French Lenders See Activity Rise Due to Bargain Prices

French lenders are seeing an increase in activity due to fantastic buying conditions in France with prices in popular regions  attracting overseas buyers and French holiday home seekers.

British people are still keen on property in France and UK based lender French Private Finance has reported that May saw the single largest increase in applications since 2007.

‘Over the course of the month we received applications from people who have signed purchase agreements for over €20 million with a further €10 million in borrowers refinancing loans or releasing equity,’ said director John Busby.

‘The increase in applications can be attributed to the fantastic buying conditions in France. The mixture of ultra low rates combined soft property prices, especially at the top end of the market, means that there are bargains to be had,’ he added.

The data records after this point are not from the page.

Issue #20148, opened 2026-04-13
Browser integration with Firefox is not enabled until manually creating the NativeMessagingHosts directory


eduardgrebe:
### Steps To Reproduce

1. In a new install on MacOS, enable browser integration
2. FireFox extension does not allow enabling biometric unlock ("Biometric unlock is unavailable because the Bitwarden desktop app is closed" while app is open and unlocked)
3. Disabling and re-enabling does not create ~/Library/Application Support/Mozilla/NativeMessagingHosts/com.8bit.bitwarden.json if the ~/Library/Application Support/Mozilla/NativeMessagingHosts/ directory does not exist, preventing biometric unlock in browser extension
4. Manually create ~/Library/Application Support/Mozilla/NativeMessagingHosts/ and toggle "allow browser integration" off and back on
5. Now com.8bit.bitwarden.json is created and the extension can communicate with the app

### Expected Result

Creation of ~/Library/Application Support/Mozilla/NativeMessagingHosts/ if it does not exist, so that the com.8bit.bitwarden.json file can be created.

### Actual Result

~/Library/Application Support/Mozilla/NativeMessagingHosts/com.8bit.bitwarden.json is not created and biometric unlock cannot be enabled until the directory is manually created

### Additional Context

Firefox 149.0.2 (aarch64)
Browser extension 26.3.0

### Operating System

macOS

### Operating System Version

26.4.1

### Installation method

Homebrew

### Build Version

2026.3.1 (58867)

### Issue Tracking Info

- [x] I understand that work is tracked outside of GitHub. A PR will be linked to this issue should one be opened to address it, but Bitwarden doesn't use fields like "assigned", "milestone", or "project" to track progress.

pamperer562580892423:
Yesss... https://github.com/bitwarden/clients/issues/18996

PR #22409, opened 2026-08-13
[PM-41954] fix(desktop): isolate native messaging per browser

### LINKED ISSUE #12697: Can not enable system authentication(unlock with biometric) on bitwarden extension
### Steps To Reproduce

1. Go to extension
2. Click on settings then account security 
3. Click on unlock with biometric and i get the error below even tho my desktop app is set up.

image

image

### Expected Result

enable unlock with biometric

### Actual Result

image

### Screenshots or Videos

_No response_

### Additional Context

This only happens with chromium browsers i have tried chrome, thorium and chromium but on firefox it works as expected

### Operating System

Linux

### Operating System Version

Linux Mint 22 Cinnamon

### Web Browser

Chrome, Firefox

### Browser Version

latest on all

### Build Version

Version: 2024.12.4  SDK: 'main (edee180)'  Server version (Third-party): 2024.2.0

### Issue Tracking Info

Donnerbart:
## 🎟️ Tracking

Fixes #12697

Follows up on #20148, which added directory creation for Firefox only, and #21783, which made the DuckDuckGo manifest step non-fatal.

## 📔 Objective

`generateManifests()` aborts on the first browser that throws, and `main.ts` calls it immediately before `nativeMessagingMain.listen()`. One failing browser therefore stops the IPC server from ever starting, disabling native messaging for every browser rather than just the one that failed. The only trace is a single line in `app.log`; in the app the symptom is that browser integration and biometric unlock silently do not work.

Two causes observed on Linux:

- A browser config directory that exists without a `NativeMessagingHosts` subdirectory. `mkdir` ran for Firefox only, so `linkOrCopy` threw `ENOENT` for chromium-family browsers. This is the same report as #20148, one browser over, and matches the manual workaround people describe in #12697.
- A browser config directory that exists but cannot be written, for example under snap confinement, giving `EACCES`.

In both cases the browser at fault was one the reporter had never used with Bitwarden.

Whether the feature breaks partially or completely depends on the entry point, because the two call sites order the operations oppositely. Toggling browser integration in settings runs `listen()` first, so the socket survives the throw and browsers earlier in the iteration order keep working, which is why Firefox is often the only one that still works. On app startup the throw happens before `listen()`, so no socket is created and no browser works.

### Changes

- Create the native messaging hosts directory for every browser, not just Firefox, on both macOS and Linux.
- Give each browser its own `try`/`catch`, so a failure is logged and skipped instead of aborting the remaining browsers and `listen()`.
- Remove the caller-side "Hard-linked" log lines. `linkOrCopy` already logs whether it linked or fell back to copying, so the extra line reported a hard link even when the file had been copied.

### Note for reviewers

The directory is now created for chromium-family browsers where it previously was not, so the proxy binary gets copied into browser config directories that exist but have no Bitwarden integration set up yet. That is already how Firefox behaves, and the guard is unchanged in that the browser's own config directory must already exist, but it is a behavior change worth calling out.

Logging stays at `error` for a skipped browser. This condition already surfaced as `logService.error("Error while setting up native messaging:", err)` from `main.ts`, so keeping the level avoids making it harder to find in logs than it is today.

Added `native-messaging.main.spec.ts` covering both behaviors. Both tests fail against the unmodified source.


pamperer562580892423:
Only another user here.

> Follows up on #20148, which added directory creation for Firefox only

FYI, I think https://github.com/bitwarden/clients/issues/20148 was superseded by https://github.com/bitwarden/clients/pull/21784 [EDIT: I was wrong here - and corrected that further down] (and I guess there were other changes too, also in regards to "Shared unlock", mostly done by @quexten)

Donnerbart:
Hmm, the verb superseded throws me off a bit. #20148 is an issue, #21784 is a code change. Normally a code change would supersede another code change and close/fix an issue, not supersede an issue. In the end this doesn't matter. I was referencing issues and code changes with similar symptoms and partial fixes for context and history of the current code.

The issues I experienced match #12697 the best, which I hope to fix with this PR. And yes, I ran into this while setting up "shared unlock".

pamperer562580892423:
> Hmm, the verb superseded throws me off a bit. #20148 is an issue, #21784 is a code change.

Ah, Sorry, my mistake. I did not realize you were quoting an issue with #20148. In fact, there were a few issues around that topic - and I think I confused this issue with https://github.com/bitwarden/clients/pull/21141 (and I think that was superseded by https://github.com/bitwarden/clients/pull/21784).

But anyway, I think BW has this issue on their radar... I'm looking forward to a (any) solution at all.

> And yes, I ran into this while setting up "shared unlock".

Probably not, since "shared unlock" is not released yet. (unless you tried to compile future app versions on your own)

pamperer562580892423:
> The issues I experienced match #12697 the best, which I hope to fix with this PR. And yes, I ran into this while setting up "shared unlock".

Probably totally irrelevant for that PR now (and I probably while hide the comment later), but
- what is your BW desktop app version?
- what is the browser extension version you are using?
- are you self-hosting your Bitwarden server? If yes, what exact server version?

Donnerbart:
> Probably not, since "shared unlock" is not released yet. (unless you tried to compile future app versions on your own)

Oh, but I am, and there is no compilation needed. The code is already released, you just need to set two feature flags in the app and the extension to activate it. With those configured the IPC server is started in the desktop app, so then I ran into this issue. You'd probably also run into this if you try to use the biometric unlock from the desktop app (should be the same connection being used).

> what is your BW desktop app version?
```
Version 2026.7.0
SDK 'main (3e060f8)'
Shell 41.7.2
Renderer 146.0.7680.216
Node 24.15.0
Architecture x64
```

> what is the browser extension version you are using?
```
Firefox
Version: 2026.7.0
SDK: 'main (3e060f8)'
Server version (Third-party): 2026.6.0
```

> are you self-hosting your Bitwarden server? If yes, what exact server version?

This is not relevant, since this is client-only feature. Self-hosted vaultwarden, newest version.

quexten:
> A browser config directory that exists without a NativeMessagingHosts subdirectory. mkdir ran for Firefox only, so linkOrCopy threw ENOENT for chromium-family browsers. This is the same report as https://github.com/bitwarden/clients/issues/20148, one browser over, and matches the manual workaround people describe in https://github.com/bitwarden/clients/issues/12697.

@Donnerbart On which chromium based browser are you seeing this? On fedora the NMHS dir seems to be created by chromium automatically.

The changes seem reasonable to me.

Donnerbart:
> On which chromium based browser are you seeing this? On fedora the NMHS dir seems to be created by chromium automatically.

The first folder that caused problems for me was `microsoft-edge`, which I have of course not installed. I think it stumbled on Vivaldi next. Basically a ton of browsers that I don't have on my system.

I assume some of these folders might be created by 1Password (which I use for work), e.g.:
```
$ ls -la ~/.config/vivaldi/NativeMessagingHosts/
total 12
drwx------ 2 donnerbart donnerbart 4096 Jun 17  2024 .
drwx------ 3 donnerbart donnerbart 4096 Jun 17  2024 ..
-rw------- 1 donnerbart donnerbart  483 Aug 14 10:53 com.1password.1password.json
```

I also saw a GS Connect file somewhere, for another browser I don't use. So I think all these different states of folders that might already exist or not, are caused my multiple software products, setting up their files for native messaging. Combine that with an uninstall and incomplete cleanup, and you quickly end up with a wild mix of `~/.config/<browser>` folders existing, with and w/o nested `NativeMessagingHosts` folders.

On top I had the write permission error on some of these config folders due to the snap sandbox of the bitwarden app (I switched to the flatpack installer to work around that).

That probably made it hard to find _the_ one root cause for all of these issues.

The firm believes that French fixed rate mortgage interest rates may be set to increase following sharp rises in the 10 year government borrowing index. The TEC 10 index, which gives an indication of how much it costs the French government to borrow money for 10 years, has increased by over 0.6%, in the past month.

The TEC 10 index crashed to its lowest ever level at the beginning of last month reaching 1.67% and producing the lowest ever fixed rates on the non-resident market. Over the course of the month the TEC 10 has been increasing and now stands at 2.37%.
 
‘If we maintain these levels for more than a few months, which it seems we might as there is talk of an end to the money printing by governments, the money borrowed when the TEC 10 was at its lowest ever level will run out and the increase will have to be passed on, which at current levels of activity may not be that long,’ explained Busby.

‘Although the drop to these low rates has not been enough to revive the real estate market, it does represent a real source of oxygen for consumers and a boost to purchasing power. Renegotiating your mortgage in France now seems like a necessity for a large number of borrowers who are not hesitating  to bite the bullet,’ he added.

He also pointed out that re-mortgaging is a boon to those borrowers who signed up for a mortgage few years ago when rates were higher, who can now also benefit of current low level rates.
 
‘People re-financing their mortgages can use the current French mortgage best buys for normal purchase as there is no premium placed on these types of products. As there are some costs involved in re-financing a loan it is important that the loan amount is more than €100,000 and the difference between the interest rates is 1%,’ said Busby.

‘On a 20 year loan someone who lowered their interest rate by 1% over 20 years on a €100,000 loan would save in the region of €13,000. The costs for the change would be 1% for the bank and 1.5% for the mortgage registration tax so approximately a €10,000 saving after costs per €100,000 borrowed,’ he added.